I’ve spent a few weeks recently fretting over the security of AI models, and consequently talking about guardrails and poison pills in Episodes 58 and 59. With Anthropic’s Mythos model capable of finding hundreds of previously unknown security vulnerabilities, we might be on the brink of a change in how we all have to think about cybersecurity.

But that shouldn’t stop us from doing fun things; if it did, then the bad guys have already won! With that in mind, I decided to practice what I preach and add a chatbot to my own website. So meet “Ask JAWS,” a mini version of the JAWS that runs my workshop (and my life). It knows about my newsletter, YouTube videos, Claude Clues, dymaptic, and various other things.

So, give it a try, he is in the bottom left corner of the website! I’ll wait!

Askologue

At dymaptic, we build AI-powered tools every day, and we think a lot about securing them. When we build chatbots for clients, we follow a process that mirrors the guardrails stack from Episode 58. But those are usually private projects. I wanted a reference implementation—something public where I could point at the code and say "this is what I mean" instead of talking about AI safety in the abstract. Theory is cheap! I figured it was time to build the thing and see what happens.

Ask Jaws has a full 5-layer guardrail stack, uses a combination of RAG as well as agentic search (both keyword and embedding-based). Oh, and JAWS built it (under my supervision). Then we red-teamed it together and kept iterating until we got to what you see on the website today! (This was my Sunday project while watching the Paris Roubaix).

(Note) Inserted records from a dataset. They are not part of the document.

PR #13812, opened 2018-10-31
add a warning about runner issues

### LINKED ISSUE #10843: Add big red warning to /tools/runner/index.html
I've heard from multiple people who have tried to use http://w3c-test.org/tools/runner/index.html and run into various problems, without realizing it's not a well-supported way to run WPT.

We should discourage its use with a warning, so that people only use it if they really want to.

akansha2608:
Fixes #10843 
cc: @foolip

### DIFF
--- a/tools/runner/index.html
+++ b/tools/runner/index.html
@@ -21,6 +21,13 @@
 </header>
 
 <div class="container">
+  <div class="alert alert-warning">
+        This runner does not fully support all test types and has a number of
+        <a href="https://github.com/web-platform-tests/wpt/labels/runner">known issues</a>.
+        <code>./wpt run</code> is a more well-supported runner, see the documentation on
+        <a href="https://web-platform-tests.org/running-tests/">running tests</a>.
+  </div>
+
   <div id="testControl" class="panel panel-default">
     <div class="panel-body">
       <form id='options' class='horizontal-form' onsubmit='return false;'>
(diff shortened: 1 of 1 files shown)


tools/runner/index.html
```diff
@@ -91,6 +91,12 @@
     </div>
   </div>
 
+  <div class="warning">
```
foolip: Thanks for working on this! I had a look at https://getbootstrap.com/docs/3.3/components/#panels and the bootstrap.css in this repo, and think this structure might result in a more warning-looking styling:

```
  <div class="alert alert-warning">
      This runner does not fully support all test types and has a number of
      <a href="https://github.com/web-platform-tests/wpt/labels/runner">known issues</a>.
      <code>./wpt run</code> is a more well-supported runner, see the documentation on
      <a href="https://web-platform-tests.org/running-tests/">running tests</a>.
  </div>
```

WDYT?

If you like that, can you put it before big controls box, first thing in `<div class="container">`?

akansha2608: Hi @foolip thanks for the review and suggestions :smile: it makes sense to me , let me make changes and share the screenshot for the same :100:

akansha2608: Its looking like this after making the suggested changes.

image

foolip: That looks great, thanks!

foolip (approved):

Dark-themed chat interface for "Ask Jaws" showing a conversation where the user asks "Who is Jaws?" and the AI responds explaining it's Christopher Moravec's autonomous AI Agent, with a text input field at the bottom for continuing the conversation.
Jaws knows.
💡
That thing when you say or use a word so much that it looks weird, it just happened to me with "Jaws." It is called Semantic Satiation.

How It Works

It runs on Cloudflare Workers as a serverless… thing in the cloud! The knowledge base is every newsletter episode, Claude Clue, LinkedIn Post, and YouTube transcript I’ve done. All chunked, index and searchable. Here’s the flow when you ask a question:

  • Layer 0: Turnstile — Cloudflare's invisible bot check. Not human? You don't get in. I don't actually have anything against bots using this, but I do want rate-limiting and this gives me interesting options.
  • Layer 1: Input Validation — The Regex Bouncer. Pattern matching, length limits, Unicode normalization. Catches zero-width characters, known injection patterns, the obvious stuff.
  • Layer 2: The AI Judge — A separate, smaller Claude model (Haiku) classifies your message before the real conversation starts. SAFE, OFF_TOPIC, or SUSPICIOUS. Both suspicious and off-topic get polite deflection without ever firing the expensive model. The important part: it's a different model with a different system prompt than the chatbot itself which means it is a different attack surface. A trick that works on Sonnet won't necessarily work on Haiku, and vice versa.
💡
Having both off topic and suspicious as classifiers means that I have flexibility! Maybe someday I want to allow OFF_TOPIC through to a different model that plays games with folks instead of deflecting!
  • Layer 3: The Conversation — Claude Sonnet 4.6 with a search tool. It has specific instructions and a backstory. It receives results from the search system and can do additional searches (up to 3 per turn) to dig deeper. The AI controls what it looks for based on what it thinks your intent is. It's not just matching keywords from the initial RAG results.
  • Layer 4: Output Constraints — URL whitelist so only appropriate links get shared, and code output is blocked. Pure code, no AI judgment to subvert.
  • Layer 5: Monitoring — Every conversation is logged (privacy-safe! I don't know who you are, but I know what you asked). Five suspicious messages in ten minutes gets your IP blocked for an hour. The real JAWS has a weekly process to review all of the logs and make suggestions for improvements in the system. I guess maybe it might help me pick future topics as well, based on what folks ask it!

The Knowledge Base

The chatbot knows what I've published, not everything I know. I built an ingestion pipeline that pulls from this newsletter, YouTube transcripts, LinkedIn posts, and the Claude Clues. Everything gets chunked, indexed, and stored in a Cloudflare KV store. The whole pipeline is automated via a GitHub Action, so I can run full rebuilds or pick up incremental changes.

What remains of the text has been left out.